Danforth is an applied mathematician interested in modeling a variety of physical, biological, and social phenomenon. He has applied principles of chaos theory to improve weather forecasts as a member of the Mathematics and Climate Research Network, and developed a real-time remote sensor of global happiness using messages from Twitter: the Hedonometer. Danforth co-runs the Computational Story Lab with Peter Dodds, and helps run UVM's reading group on complexity.
Laurent studies the interaction of structure and dynamics. His research involves network theory, statistical physics and nonlinear dynamics along with their applications in epidemiology, ecology, biology, and sociology. Recent projects include comparing complex networks of different nature, the coevolution of human behavior and infectious diseases, understanding the role of forest shape in determining stability of tropical forests, as well as the impact of echo chambers in political discussions.
Hines' work broadly focuses on finding ways to make electric energy more reliable, more affordable, with less environmental impact.

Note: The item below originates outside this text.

PR #2509, opened 2024-08-09
fixes #2507: Changed to use a more specific exception for query itera…

### LINKED ISSUE #2507: IterationInterruptedException not being passed up
Dave
- I've been looking into the "zombie" scan threads that were causing tablets to not unload.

Particular topics of interest include understanding the mechanisms by which small problems in the power grid become large blackouts, identifying and mitigating the stresses caused by large amounts of electric vehicle charging, and quantifying the impact of high penetrations of wind/solar on electricity systems.
Bagrow's interests include: Complex Networks (community detection, social modeling and human dynamics, statistical phenomena, graph similarity and isomorphism), Statistical Physics (non-equilibrium methods, phase transitions, percolation, interacting particle systems, spin glasses), and Optimization(glassy techniques such as simulated/quantum annealing, (non-gradient) minimization of noisy objective functions).